I'm going to do something with PhotoShop and the KTTG, I'm just waiting to be inspired by something.


----------



## arhie

I can't wait for this game. Even though its regular season, we can find out the heats weaknesses and exploit them in the playoffs, There is no need for a half court game, once in a while its ok. But the nets are at their best against the heat, when shaq and wade screw up and turn it over.


----------



## thenetsfan

is this game is on espn


----------



## Jizzy

^ Nope, TheNetsfan.

Quick question about Comcast. Does Comcast digital cable provide YES as a local channel or is it ordered?


----------



## Dumpy

ZÆ said:


> I'm going to do something with PhotoShop and the KTTG, I'm just waiting to be inspired by something.


I think it looks great


----------



## Vinsane

thenetsfan said:


> is this game is on espn


no that's next week


----------



## jerkstore

a big game for antonie? will frank put him on wade? will hassan make a pre-garbage time appearance?

nets by 10+


----------



## thenetsfan

Vinsane said:


> no that's next week


oh ok im trying to get my dad to get tickets 4 that game hopefully im going


----------



## theKidd-5

LOL! doesnt kidds stats look godly?


----------



## Brolic

Quick question about Comcast. Does Comcast digital cable provide YES as a local channel or is it ordered?[/QUOTE]

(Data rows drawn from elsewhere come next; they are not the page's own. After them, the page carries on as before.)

PR #1274, opened 2026-04-14
Improve performance for large test sets

Konboi:
## Why

When dealing with large test sets (100k+ test paths), two performance bottlenecks exist:
1. The subset request's connect timeout (5s) is too short for large payloads, causing timeouts during transmission
2. The record tests command uploads chunks sequentially, increasing wall-clock time for large test sets

## What

- **Subset connect timeout**: Dynamically increase connect timeout from 5s to 60s when test paths >= 100,000
- **Parallel chunk uploads**: Use `ThreadPoolExecutor` with up to 3 workers to upload test event chunks concurrently in `record tests`

🤖 Generated with [Claude Code](https://claude.com/claude-code)

### DIFF
--- a/launchable/commands/record/tests.py
+++ b/launchable/commands/record/tests.py
@@ -3,6 +3,7 @@ import glob
 import os
 import re
 import xml.etree.ElementTree as ET
+from concurrent.futures import ThreadPoolExecutor, as_completed
 from http import HTTPStatus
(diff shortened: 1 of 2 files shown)


Konboi:
@ono-max @gayanW You don't have to review deeply. 
Could you approve this PR?

gayanW (approved):

PR #1279, opened 2026-04-15
fix: replace clear=True with surgical env cleanup in session tests

ItIsUday:
Six session tests were failing due to missing /state endpoint mocks when using clear=True to remove GitHub Actions environment variables. The clear=True approach wiped all environment variables, including SMART_TESTS_BASE_URL, causing the CLI to use production URLs while mocks were configured for localhost:8080.

This commit replaces clear=True with a _clean_github_env() helper
Benefits:
- Tests now inherit SMART_TESTS_BASE_URL from shell environment
- No redundant HTTP mock setup needed in each test
- Single source of truth for GitHub variable cleanup

### DIFF
--- a/tests/commands/record/test_session.py
+++ b/tests/commands/record/test_session.py
@@ -9,20 +9,42 @@ from smart_tests.utils.link import LinkKind
 from tests.cli_test_case import CliTestCase
 
 
+def _clean_github_env():
+    """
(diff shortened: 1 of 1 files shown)


gokul-cloudbees (approved):
LTGM

SculptingSystems (approved):
LGTM

PR #1280, opened 2026-04-16
fix: Redact Authorization bearer token in debug logs

takanabe:
Added _sanitize_headers() function to redact sensitive Authorization bearer tokens when logging HTTP requests in debug mode. The token value is replaced with [REDACTED] while preserving the "Bearer " prefix.

We can use HTTP library for this but this needs library version upgrade. This is the most simplest way to work with small number of code.


Konboi (approved):

takanabe:
this work is already included in https://github.com/cloudbees-oss/smart-tests-cli/releases/tag/v2.7.3 and https://github.com/cloudbees-oss/smart-tests-cli/pull/1284

PR #1284, opened 2026-04-20
fix: Redact Authorization bearer token in debug logs

takanabe:
dded _sanitize_headers() function to redact sensitive Authorization bearer tokens when logging HTTP requests in debug mode. The token value is replaced with [REDACTED] while preserving the "Bearer " prefix.

We can use HTTP library for this but this needs library version upgrade. This is the most simplest way to work with small number of code.

I will merge v1 change to v2 after merging this PR>

### DIFF
--- a/tests/utils/test_http_client.py
+++ b/tests/utils/test_http_client.py
@@ -2,7 +2,7 @@ import os
 import platform
 from unittest import TestCase, mock
 
-from launchable.utils.http_client import _HttpClient
+from launchable.utils.http_client import _HttpClient, _sanitize_headers
 from launchable.version import __version__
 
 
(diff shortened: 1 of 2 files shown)


takanabe:
@Konboi  there is one failure for Python package build.
```
Warning: Your Pipfile requires "python_version" 3.6, but you are using 3.10.20 
from //home/runner/.local/share/v/s/bin/python.
$ pipenv --rm and rebuilding the virtual environment may resolve the issue.
$ pipenv check will surely fail.
tests/utils/test_http_client.py:5: error: Cannot find implementation or library stub for module named "smart_tests.app"  [import-not-found]
tests/utils/test_http_client.py:6: error: Cannot find implementation or library stub for module named "smart_tests.utils.http_client"  [import-not-found]
tests/utils/test_http_client.py:6: note: See https://mypy.readthedocs.io/en/stable/running_mypy.html#missing-imports
tests/utils/test_http_client.py:7: error: Cannot find implementation or library stub for module named "smart_tests.version"  [import-not-found]
Found 3 errors in 1 file (checked 159 source files)
Error: Process completed with exit code 1.
```

Is this OK?

tests/utils/test_http_client.py
```diff
@@ -2,9 +2,9 @@
 import platform
 from unittest import TestCase, mock
 
-from launchable.utils.http_client import _HttpClient
-from launchable.version import __version__
-
+from smart_tests.app import Application
```
Konboi: I think we need to fix the package names

Konboi: v1 is launchable, v2 is smart_tets

Konboi (approved):
LGTM - nice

yeah I have Comcast Digital YES is a local station.


----------



## Krakista

I am wondering how Gary Payton is going to last a fast-paced game going against JKidd and MWill.

I just hope our 2 PGs can convince Pat Riley to pick up Jeff McInnis.


----------



## ghoti

Dumpy said:


> I think it looks great


I made a few small changes to make things more legible, but I agree.

Not two keys, or four, a good amount is three.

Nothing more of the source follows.